News
New Core Units, Python 3.13+ Support, Zing unwinding, and Major Performance Tweaks


Joel Höner
13 mins read
•
We’ve been heads down shipping new features for a while now, but haven’t shared much along the way. To change that, we’re launching a new blog post series where we want to show interesting updates on the product.
This first article in that series covers major feature releases including CPU & GPU metrics, intuitive core-based units, Python 3.13/3.14 profiling support, Zing unwinding, significant profiler performance optimizations, and backend scaling improvements for large deployments.
Absolute CPU usage
Customers often asked for a way to view CPU usage not just relative to other workloads on the system, but also in terms of the total available compute across their clusters.

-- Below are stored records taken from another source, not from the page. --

PR #322, opened 2023-10-21
Update default.env

cemathey:
Remove single quotes, it doesn't play well with different versions of docker compose


default.env
```diff
@@ -32,27 +32,27 @@ TAGGED_VERSION=latest
 # Prohibited characters for HLL_DB_PASSWORD: %
 # You should wrap the password in single quotes: 'likethis' to avoid
```
timraay, line 33: Remove this :)

timraay (changes requested):

default.env
cemathey: Done

timraay (approved):

PR #323, opened 2023-10-24
Automod logs less verbose

ElGuillermo:
Do not log "no action" messages, as they tend to fill the logs quite quickly.


cemathey (approved):
Sounds fine to me, I'll probably make this user configurable on the UI settings branch.

PR #324, opened 2023-10-24
Always use local time zone in frontend

FlorianSW:
Instead of using mixed UTC and local times, the frontend should use one timezone consistently. As local seems to be the more natural thing, I choosed to change all time usages I could find to the local timezone.
This includes the log view, which might be the most visible change with this commit (the time in the log view was UTC so far).

### DIFF
--- a/rcongui/src/components/AuditLog/index.jsx
+++ b/rcongui/src/components/AuditLog/index.jsx
@@ -33,7 +33,7 @@ const AuditLogsTable = ({ auditLogs }) => {
       label: "Time",
       options: {
         customBodyRenderLite: (dataIndex) =>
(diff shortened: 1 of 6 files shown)


cemathey (approved):
lgtm, oddly on my end some (all?) of this stuff was already reflecting local time. Maybe some weird browser setting, much better to force it for consistency.

FlorianSW:
> lgtm, oddly on my end some (all?) of this stuff was already reflecting local time. Maybe some weird browser setting, much better to force it for consistency.

I mean, if you're in UTC, you wouldn't see a difference 😜

ElGuillermo (approved):

PR #333, opened 2023-10-27
Short votemap chat command

ElGuillermo:
I've added a "!vm" command, considering a lot of players seem to miss votes, either because they're too lazy to type in chat, either because they make typos in the "!votemap" command (ie : "!votmap", "!vote map", "votemap", etc).

Now you can either use the regular "!votemap" or the shortened "!vm" command.
Tested today on a full server with no apparent prob.

### DIFF
--- a/rcon/vote_map.py
+++ b/rcon/vote_map.py
@@ -349,7 +349,7 @@ class VoteMap:
         message = struct_log.get("sub_content", "").strip()
         config = VoteMapConfig()
         enabled = config.get_vote_enabled()
-        if not message.startswith(("!votemap", "!vm", "!VOTEMAP", "!VM")):
+        if not message.lower().startswith(("!votemap", "!vm")):
             return enabled
 
         steam_id_64_1 = struct_log["steam_id_64_1"]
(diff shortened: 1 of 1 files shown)


rcon/vote_map.py
```diff
@@ -349,7 +349,7 @@ def handle_vote_command(self, rcon, struct_log: StructuredLogLineType) -> bool:
         message = struct_log.get("sub_content", "").strip()
         config = VoteMapConfig()
         enabled = config.get_vote_enabled()
-        if not message.startswith("!votemap"):
+        if not message.startswith(("!votemap", "!vm", "!VOTEMAP", "!VM")):
```
timraay, line 352: Use `message.lower().startswith(..)` to avoid having to excplicitly state all cases

timraay (changes requested):

rcon/vote_map.py
ElGuillermo: Nice one. Changing it now !

timraay (approved):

For example, imagine a simple setup where your cluster runs only two things: Envoy as a proxy and your service. The total load is the sum of CPU cycles consumed by both: T = E + S = 100%.
Now, if Envoy starts consuming fewer CPU cycles, your service appears to take up a larger part of the total, even though its actual usage hasn’t changed at all. This used to confuse a lot of people.
We’ve now introduced an absolute CPU % mode where usage percentages
directly correspond to what you’d see in tools like btop
.
For example: if your cluster has 2 machines with 8 cores each, and your profiled service uses 4 cores on each machine, you’ll correctly see 50% CPU usage assigned to your service.
This approach is much more intuitive, especially in smaller clusters.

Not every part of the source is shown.